● Data to use:
PR #743, opened 2025-12-18
Add num_workers to BaseDataset

Logiquo:

Contribution Type: Dataset

Description
Support configure `n_workers` for dask cluster.

Files to Review
pyhealth/datasets/base_dataset.py

### DIFF
--- a/pyhealth/datasets/base_dataset.py
+++ b/pyhealth/datasets/base_dataset.py
@@ -74,6 +74,7 @@ def path_exists(path: str) -> bool:
     else:
         return Path(path).exists()
 
+
 def _csv_tsv_gz_path(path: str) -> str:
     """
     Get the path to the file, trying the original path first, then the alternative path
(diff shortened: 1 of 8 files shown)


pyhealth/datasets/base_dataset.py
```diff
@@ -366,18 +369,14 @@ def global_event_df(self) -> pl.LazyFrame:
...
                 # Use cache_dir for Dask's scratch space to avoid filling up /tmp or home directory
                 dask_scratch_dir = self.cache_dir / "dask_scratch"
                 dask_scratch_dir.mkdir(parents=True, exist_ok=True)
 
                 with LocalCluster(
-                    n_workers=1,
+                    n_workers=self.num_workers,
                     threads_per_worker=1,
-                    processes=False,
+                    processes=not in_notebook(),
```
jhnwu3, line 379: Just curious, why do we need to check if we're in a jupyter notebook or not?

Logiquo: jupyter notebook is a bit tricky when dealing with multiprocessing (due to the natural of Python). So we would typically prefer to not use it when possible.

e.g. main guard in the cell

PR #564, opened 2019-10-17
Update key value names, remove outdated opt-in statement

Bucimis:


Bucimis:
@EmilyNecciai please merge

PR #569, opened 2019-10-18
Remove references to iOS 8 and below

Bucimis:


EmilyNecciai:
@cla-bot check

EmilyNecciai:
@Bucimis Could you add some detail in response to this comment about why these references were removed? Thanks! :) (Just going to add it to our docs release summary)

Bucimis:
@EmilyNecciai the SDK dropped support for iOS 8 in January and XCode's current version is 11 (and integrators will almost certainly be using 9+), so references to older versions of iOS and XCode aren't useful.

PR #571, opened 2019-10-18
Make Carthage docs not dependent on outdated hardcoded version

Bucimis:
I imagine there could be a more elegant solution, but this is at least more future proof.


EmilyNecciai:
@Bucimis This is a great solution! We can chat about more scalable options at another time. :)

● What is expected: Every line above that holds the string "path" should be copied into the answer.

● Response to this exercise:
@@ -74,6 +74,7 @@ def path_exists(path: str) -> bool:
         return Path(path).exists()
 def _csv_tsv_gz_path(path: str) -> str:
     Get the path to the file, trying the original path first, then the alternative path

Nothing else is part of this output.